Ashley M Coleman, Freelance Writer and Good Morning, Love author, followed the store on social media and then hosted an author event in the space. She says the staff brought her flowers and a card that immediately welcomed her, especially as a first-time novelist.

“Black and POC writers were really marginalized in the mainstream bookstore landscape. There would be a section for black or urban literature. I remember it very well, as a young reader – just having this very small space,” she says. “It’s absolutely amazing to see spaces like The Salt Eaters where the front and front displays are of black women and POC or gender broad people. It really creates a sense of pride that goes beyond the constraints of a single shelf in a larger store.

Elise Bryant, author of Happily Ever Afters and One True Loves, also notes that the Salt Eaters bookstore felt like an “affirmation space.”

“I walked in and immediately felt like I belonged — and as a black woman, that wasn’t an experience I’d had in a bookstore before,” Bryant said.

“Suspended Between Something”

The bookstore attempts to add a discharge of energy to Inglewood’s Market Street, a once bustling shopping district with large chain stores in the 1920s. The metropolitan area continued to evolve over the decades and in 1949 the Inglewood Fox Theater was built with amenities that set it apart as an innovative space (it even had air conditioning). The theater was added to the National Register of Historic Places in 2013, “becoming the first Market Street property to achieve this milestone,” according to the Los Angeles Historic Theater Foundation. The theater was a must see, but it would fall into disrepair and restoration efforts are still ongoing.

In recent years, Market Street has struggled to keep businesses open and increased foot traffic to restaurants and shops dotted along the block. In 2019, area business owners told Curbed they were closing due to high rent prices and a lack of customers.

Los Angeles residents worried about a major shift in home and business prices when the NFL announced the Rams and Chargers would move to Inglewood in 2016, and feared gentrification and construction would make the area unaffordable . Construction of the SoFi Stadium and plans for a new subway have brought an influx of people to the area. Inglewood’s growth has driven home prices up 37%, Curbed reported.

In February, SoFi Stadium hosted Super Bowl LVI 2022, drawing huge crowds to the neighborhood, but the event caused local stores to miss business due to closed streets and less foot traffic, said Grant.

Recently, she noticed a luxury building under construction.

Grant fears the bookstore’s rent will go up in the near future after neighbors tell him their rent has doubled. She says it’s exciting to be in the midst of black-owned businesses such as the Residency art gallery, Sip & Sonder and Hilltop Cafe, but she’s still wary of what might happen next.
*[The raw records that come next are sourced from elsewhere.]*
PR #8, opened 2021-02-07
Unger add correlation

joergfunger:
Restructure where latent variables are set and add bayesian inferences for the variables (correlation not yet included).


usecases/linearFunction/linear_model.py
```diff
@@ -34,6 +35,18 @@ def __call__(self, parameters):
...
+    def get_parameter_dict(self):
+        """Create a parameter list initialized with parameters all set either to None
+        or to some standard value (in case this is a deterministic variable, this value will
+        always be used
+
+        Returns: parameter list
+        """
+        prm = ModelParameters()
+        prm.define("a", None)
+        prm.define("b", None)
```
TTitscher, line 47: I first thought about just returning a list of ["a", "b"], but the actual ModelParameters with None is very nice. Would you agree if I, over at BayesianInference, change default value of
`def define(self, name, value=0)`
to
`def define(self, name, value=None)`
?

usecases/linearFunction/test_optimize.py
```diff
@@ -34,33 +37,48 @@ def __init__(self, yaml_file_metadata, yaml_file_data):
...
-            # add parameters that are model parameters (not given in the experimental data)
-            parameter.define("b")
+            # store the parameter list here to access it later, e.g. in the evaluation of the likelihood
+            self.linearModelParameters.append(parameter)
+            # add the parameter list with the model error to the joint latent list
             self.add(single_model_error, parameter)
 
-        # define one shared latent parameter (only one parameter b for all linear models)
-        self.latent.add_by_name('b')
+    def latent_as_tensor_variable(self, model, prior_pymc3):
```
TTitscher, line 53: I think, with your latest commit, you do not need this method anymore.

usecases/linearFunction/test_optimize.py
```diff
@@ -34,33 +37,48 @@ def __init__(self, yaml_file_metadata, yaml_file_data):
...
-
-        start_vector = np.array([0.7])
+            MultiLinearModelError('virtual_experiment_linear_meta.yaml',
+                                  'virtual_experiment_linear_data.yaml')
+        # define one shared latent parameter (only one parameter b for all linear models)
+        # add all variables 'b' in all model parameter lists as a shared latent variable
+        # return index in the global vector
+        index_b = all_experiments_model_error.latent.add_by_name('b')
+        start_vector = np.empty([len(all_experiments_model_error.latent)])
+        start_vector[index_b] = 0.7
```
TTitscher, line 81: Thank you for trying out my recommendation. But actually, I must admit that this also looks a bit clumsy. And it only makes sense if the "add_by_name" really returns a zero. I mean, if the _user_ must initialize the `start_vector` -- instead of just telling the library "Set the value of my latent parameter to 0.7" -- the "index_b" is rather pointless.

So ideally, we should IMO generalize the idea of this "UncorrelatedNormalPrior" (that takes care of setting the latent parameters _and_ the prior and, thus, hides the internal ordering from the user (if he wishes)) to any 'prior' (including pymc3, just numbers, MVNs,...)

usecases/linearFunction/test_optimize.py
```diff
@@ -120,18 +130,11 @@ def test_linear_with_noise_mcmc(self):
                                   'virtual_experiment_linear_with_noise_mcmc_data.yaml')
 
         # add noise term as local parameter to all model errors
-        #todo change latent in multimodelerror, since this is how we import the complete list
-        #todo do we have to add hyperparameters to the model parameters, since they are not part of the forward model
-        #howto access the parameter list outside (e.g. to add a model parameter)
-        for key, param_list in all_experiments_model_error.latent._all_parameters.items():
+        # currently we have to add hyperparameters to the model parameters, since they are not part of the forward model
+        for param_list in all_experiments_model_error.linearModelParameters:
```
TTitscher, line 134: I know, VB does not exist in this test case. But this problem could also be solved with VB, where the noise parameters must not be part of the parameter list. So in the long run, the this "joining" of parameters and hyperparameters for sampling methods must be done somewhere, but IMO later in the process. The initial definition should be independent of the inference method. 

That inspired https://github.com/BAMresearch/BayesianInference/issues/11

usecases/linearFunction/test_optimize.py
```diff
@@ -88,23 +106,127 @@ def weighted_all_experiments_model_error(prm_vector):
...
+
+        all_experiments_model_error = \
+            MultiLinearModelError('virtual_experiment_linear_with_noise_mcmc_meta.yaml',
+                                  'virtual_experiment_linear_with_noise_mcmc_data.yaml')
+
+        # add noise term as local parameter to all model errors
+        # currently we have to add hyperparameters to the model parameters, since they are not part of the forward model
+        for param_list in all_experiments_model_error.linearModelParameters:
+            param_list.define('sigma_noise_f', 1.)
+            param_list.define('sigma_noise_df', 1.)
```
TTitscher, line 136: I know, VB does not exist in this test case. But this problem could also be solved with VB, where the noise parameters must not be part of the parameter list. So in the long run, the this "joining" of parameters and hyperparameters for sampling methods must be done somewhere, but IMO later in the process. The initial definition should be independent of the inference method.

That inspired BAMresearch/BayesianInference#11

TTitscher (approved):
Despite a lot of meetings/discussions on the actual design, mostly outside of github, it is nice that put so much work into this and also another perspective. We will soon converge!

usecases/linearFunction/test_optimize.py
joergfunger: yes, thanks, I will delete that.

usecases/linearFunction/test_optimize.py
joergfunger: I would say that this strongly related to the question, if we should have an internal (related to the total latent) vector representation that we can access and extract as a vector (e.g. to be extracted and used [here](https://github.com/BAMresearch/ModelCalibration/blob/a6c52122b82b3499243d19fe654f8f67d44e3c70/usecases/linearFunction/test_optimize.py#L82.) Currently we do not have this (e.g. each entry in the latent vector might be related to different entries in the local vectors), and they are also just numbers - as opposed to e.g. a distribution (even a multivariate distribution might be required). As for the return of zero for add_by_name, I would say this is also works for more than one variable, since if your latent vector has 5 entries, each index would return the corresponding index that the variable is related to, and then you can directly access this entry in the latent variable via the index.

usecases/linearFunction/test_optimize.py
joergfunger: From my point of view, we would have to discuss what should be the interface. You can easily do VB without the need to add the hyperparameters to the model parameter list, though you might have to set up your VB more manual - you would have to define your complete inference problem twice, i.e. different procedures (just the model error is ientical) - e.g. the optimization test at the very beginning also does not use the hyperparameters either. The alternative would be to have a standard interface for the prior. But for the likelihood we have to define the two approaches twice anyway (pyMC3 uses directly the logLike, whereas in the currently implementation of VB the model error is directly used). You certainly would be able to come up with a standard loglike function for pyMC3 that corresponds to the VB implementation, but the inverse is not always possible, thus we would limit the applicability of pyMC3 to the problems solveable with our VB implementation. Maybe  it is be possible to allow both approaches (using a well defined loglike and prior with the same assumptions as in VB, or having everything completly independent).

usecases/linearFunction/test_optimize.py
joergfunger: see [here](https://github.com/BAMresearch/BayesianInference/issues/11#issuecomment-776735534)

usecases/linearFunction/linear_model.py
joergfunger: Yes, that prevents using variables that are not initialized.

PR #9, opened 2021-02-10
Steg

andreasstegmueller:
added two use cases by steg. Asymptotic model needs some debugging. Readmes tbd.


usecases/steg_asymptotic_2sensors/asymptotic_model_error.py
```diff
@@ -0,0 +1,82 @@
...
+        MatC = c + dx + ex²
+        and Mat_B_C = MatB / MatC
+        f(x): Mat_B_C = mA + mB/x
+
+    Attributes:
+        x_Mat_sensors (np.array): Array of positions x where Mat values are measured
+        data_MatB (np.array): Array of sensor readings at x_Mat_sensors
+        data_MatC (np.array): Array of sensor readings at x_Mat_sensors
+        data_Mat_B_C  : (np.array): Array of evaluated MatB / MatC data
+        asymptotic_model (AsymptoticModel): asymptotic forward model (mA+mB/x) , where 'mA' and 'mB' are model parameters
```
joergfunger, line 25: I'm trying to understand your problem. If you have measurements for matB and matC, you can define individual model error and inference procedures to get the individual parameters - resulting either in values for a,b,c,d,e or in distributions (when using Bayesian inference). If you have measurements for MatB, MatC as well as Mat_B_C, you can solve the inference/optimization problem for mA and mB with the model error
```
me_Mat_B_C = data_Mat_B_C - (mA+mB/x)
```
So those are all individual problems that seem to be unrelated at a first glance. Now, what might be the problem that your are solving (correct me if I'm wrong) - you only have measurements for MatB and MatC, and you would like to estimate what are the values mA and mB. In this case you can still generate the model errors for MatB and MatC independently and solve for a, b and c, d, e (or all together, if you don't care about the computational effort), and then solve another problem for Mat_B_C, where the data is now not generated from experiments, but is the (potentially noisy) output of models B and C. The joint problem with all variables a,b,c,d,e,mA,mB would look like this
```
me_MatB = data_MatB - (a+b*x)
me_MatC = data_MatC - (c+d*x+e*x**2
me_Mat_B_C = (a+b*x)/(c+d*x+e*x**2) - (mA +mB/x)
```

usecases/steg_asymptotic_2sensors/asymptotic_model_error.py
```diff
@@ -0,0 +1,82 @@
...
+        Args:
+            parameters(ModelParameters): a dictionary type of parameter list defined in bayes (a and b)
+
+        Returns:
+            concatenated model error (np.array) of all individual model errors
+        """
+        # [MatB, MatC, Mat_B_C] = self.asymptotic_model(parameters)
+        Mat_B_C = self.asymptotic_model(parameters)
+#        return np.concatenate((f-self.data_MatB, df-self.data_MatC))
+        return np.concatenate(Mat_B_C-(self.data_MatB / self.data_MatC) )
```
joergfunger, line 60: See above, what is the data that you have? If you have measurements for MatB  and MatC, they should also be included to fit you a, b, c.. The question here is really, whether you want to define your model error in Mat_B_C based on measurements data_MatB and data_MatC, or if you want to define your error based on the output of models B and C?

usecases/steg_asymptotic_2sensors/asymptotic_model_error.py
```diff
@@ -0,0 +1,82 @@
...
+        [Mat_B_C] = self.asymptotic_model(parameters)
+        return OrderedDict([('Mat_B_C', Mat_B_C-self.data_MatB/ self.data_MatC)])
+
+    def get_parameter_dict(self):
+        """Create a parameter list initialized with parameters given in the experimental data file
+
+        Returns: parameter list
+        """
+        prm = ModelParameters()
+        prm.define("a", self.a) # old
```
joergfunger, line 80: see above, are you fitting mA and mB, or a, b, c, d, e, or all of them together.

usecases/steg_asymptotic_2sensors/virtual_experiment.py
```diff
@@ -0,0 +1,75 @@
...
+        """
+        with open(virtual_experimental_data_file, "w") as f:
+            data = {}
+            MatB_x = self.a * np.ones(len(self.x_Mat_sensors)) \
+                    + self.b * self.x_Mat_sensors \
+                    + np.random.normal(0, self.sigma_noise_Mat, len(self.x_Mat_sensors))
+            MatC_x = self.c * np.ones(len(self.x_Mat_sensors)) \
+                    + self.d*  self.x_Mat_sensors  + self.c * np.square(self.x_Mat_sensors) \
+                    + np.random.normal(0, self.sigma_noise_Mat, len(self.x_Mat_sensors))
+            Mat_B_C_x = MatB_x / MatC_x
```
joergfunger, line 55: So do you have data for all intermediate steps. In this case, I would argue you have three independent optimization problems, because if you know what the output of B and C is then you can use this information directly in the model for B_C instead of relying on outputs of the models B and C.

joergfunger (changes requested):
Thanks for the first merge request. I've added some comments, in particular the problem to be solved, and the data that is used, has to be clarified.

usecases/steg_asymptotic_2sensors/asymptotic_model_error.py
andreasstegmueller: Jörg, thanks for your comments - and apologize for not replying earlier, I simply overlooked them..

You are correctly seeing my problem. Both variants are relevant to our models in general, but in this use case I have measured (virtual) data for MatB and MatC. Mat_B_C is not measured but a direct evaluation of the prior data series. (These two series might be represented by models with the parameters a,b and c,d,e.)
For now, I am not interested in models of MatB and MatC, resepctively, but only in the model for Mat_B_C with the parameters mA and mB (the "target property"). In principle, this asymptotic model can be generated from experimental data (data_MatB / data_MatC) or from separate models with a,b and c,d,e (thus, two options). As said, for now, only the last model error definition me_Mat_B_C is relevant.

usecases/steg_asymptotic_2sensors/asymptotic_model_error.py
andreasstegmueller: Here was my problem, I think. Thank you.

usecases/steg_asymptotic_2sensors/virtual_experiment.py
andreasstegmueller: This was also wrong, I think. I have to you the "measured" data_MatB and data_MatC...

usecases/steg_asymptotic_2sensors/asymptotic_model_error.py
andreasstegmueller: > 
> 
> Jörg, thanks for your comments - and apologize for not replying earlier, I simply overlooked them..
> 
> You are correctly seeing my problem. Both variants are relevant to our models in general, but in this use case I have measured (virtual) data for MatB and MatC. Mat_B_C is not measured but a direct evaluation of the prior data series. (These two series might be represented by models with the parameters a,b and c,d,e.)
> For now, I am not interested in models of MatB and MatC, resepctively, but only in the model for Mat_B_C with the parameters mA and mB (the "target property"). In principle, this asymptotic model can be generated from experimental data (data_MatB / data_MatC) or from separate models with a,b and c,d,e (thus, two options). As said, for now, only the model error definition me_Mat_B_C = data_MatB / data_MatC is relevant. (What I have not addressed: data_MatB and data_MatC, if measured, might have different data uncertainties, respectively...)

usecases/steg_asymptotic_2sensors/asymptotic_model_error.py
andreasstegmueller: I am fitting mA and mB.

usecases/steg_asymptotic_2sensors/virtual_experiment_asymptotic_model_data.yaml
```diff
@@ -0,0 +1,15 @@
+MatB: [17.0, 40.4473684210526, 63.89473684210526, 87.34210526315792, 110.78947368421052,
```
joergfunger: Please remove th yaml files from the git repo, they can always be regenerated on the fly. In particular, if you change someting in the input, you would have to commit the changes to the yaml files, which is suboptimal and error prone.

usecases/steg_asymptotic_2sensors/virtual_experiment_asymptotic_model_meta.yaml
```diff
@@ -0,0 +1,11 @@
+a: -280
```
joergfunger: same here, please remove. Please also remove the binary files (*.pyc)

usecases/steg_asymptotic_2sensors/asymptotic_model_error.py
joergfunger: see above then remove data_Mat_B_C, since it is not used at all.

usecases/steg_asymptotic_2sensors/asymptotic_model_error.py
joergfunger: This is still wrong here, if you are fitting mA and mB, a is never used and should be removed here. And I suggest defining the model parameters in the forward model (in the current version that's correctly done, but I changed that in the update here - both versions work, but I think it is more straightforward the the model returns it's parameters rather than the model error)
[updated version in another merge request](https://github.com/BAMresearch/ModelCalibration/blob/unger_add_correlation/usecases/linearFunction/linear_model.py)

usecases/steg_asymptotic_2sensors/generate_metadata_virtual_experiment.py
```diff
@@ -0,0 +1,69 @@
+import numpy as np
+import yaml
+
+
+def write_metadata_to_yaml(virtual_experimental_metadata_file,
+                           a, b, c, d, e,
```
joergfunger: if you want to prescribe in the experiment a, b, .. instead of Mat_B and mat_C then you could add the definition of the models here (just move that from the forward model).

joergfunger: I've also changed in this correlation request to store the files in json, it's possible to keep this here as is, just want to mention this.

usecases/steg_asymptotic_2sensors/test_optimize.py
```diff
@@ -0,0 +1,129 @@
...
+            # read in the parameters that are given in the experiment (in this case constant offset a)
+        parameter = single_model_error.get_parameter_dict()
+            # add parameters that are model parameters (not given in the experimental data)
+        parameter.define("mA")
+        parameter.define("mB") #! was b
+        self.add(single_model_error, parameter)
+
+        # define one shared latent parameter (only one parameter for all models)
+        self.latent.add_by_name('mA')
+#        self.latent.add_by_name('mB')
```
joergfunger: so do you assume mB to be known? In this case, you would have to define a value to mB at some point.

usecases/steg_asymptotic_2sensors/test_optimize.py
```diff
@@ -0,0 +1,129 @@
...
+            all_model_errors = all_experiments_model_error.evaluate(prm_vector)
+            obj = 0.
+            for key, me in all_model_errors.items():
+                # obj = obj + np.dot(me['MatB'], me['MatB']) / d['sigma_noise_Mat'] ** 2 + \
+               #       np.dot(me['MatC'], me['MatC']) / d['sigma_noise_Mat'] ** 2 \
+                #         +  np.dot(me['Mat_B_C'], me['Mat_B_C']) / d['sigma_noise_Mat'] ** 2
+                obj = obj + np.dot(me['Mat_B_C'], me['Mat_B_C']) / d['sigma_noise_Mat'] ** 2 
+            return np.sqrt(obj)
+
+        weighted_start_vector = np.array([0.7])
```
joergfunger: did you check that the start vector is somehow close to your exact values? Since this is a local iteration that should match. For extending this to a Bayesian procedure, we need priors that similar reflect prior knowledge about our parameters.

usecases/steg_asymptotic_2sensors/asymptotic_model_error.py
joergfunger: So in your current implementation, I'm not sure why you need the parameters a, b, c, d, e at all. I would suggest to either remove those, or extend the model error such that you have your second option. In the first option, you essentially have data for Mat_B_C mat_B and mat_C and try to evaluate mA and mB in your combined model - this is essentially a fitting of a function Mat_BC = mA+mB/x with data pairs  Mat_B_C = mA/mB. So I don't understand your measurents, because you have now measured that twice (once Mat_B_C directly and once mA and mB that allow you to compute Mat_B_C). So in that scenario, I think Mat_B_C should not be a measurement and removed from the data.

joergfunger: I personally think though that your second option is much more interesting. In this case, you have measurements for all three, and Mat_B_C is directly a function of the model output of matB and matC, thus the model error is in Mat_B_C is not computed using the measured data, but using the models matB and matC.

joergfunger (changes requested):
Thanks for the new update. I think we are converging. There are some minor issues added to the comments. Please also remove your second case. In addition, we should have a short discussion again on what is you data and what are the models, since I think I start understanding what you want to do, but I think this is not yet what is in the code.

“It’s like you’re suspended between something and you know what’s coming and you know what’s behind it,” Grant said. “And everything just hasn’t completely turned around.”

But Grant is hopeful and was thrilled to see the attention the bookstore has received from the community. There’s a lounge area created “so people feel like they could stay for a while”, and a small table nearby invites children to draw and color. Educators often arrive looking for specific books for students, and many people come looking for a distraction.

“Being a bookseller and owning a bookstore is like being a doctor. There are customers who come in and they say to themselves, “I was really looking for something light. I’m really on top of the news cycle and all that. Do you have anything I can escape to?” Grant said. “I feel like I can just help people get to where they need to go through the books.”

Genres like Afro-futurism and self-help topped visitor lists, so Grant began including more books in those areas. The store also hosted meditation and breathing sessions.

“Reading is a really intimate and solitary activity,” Grant said. “You always need that time where you’re just quietly with yourself.”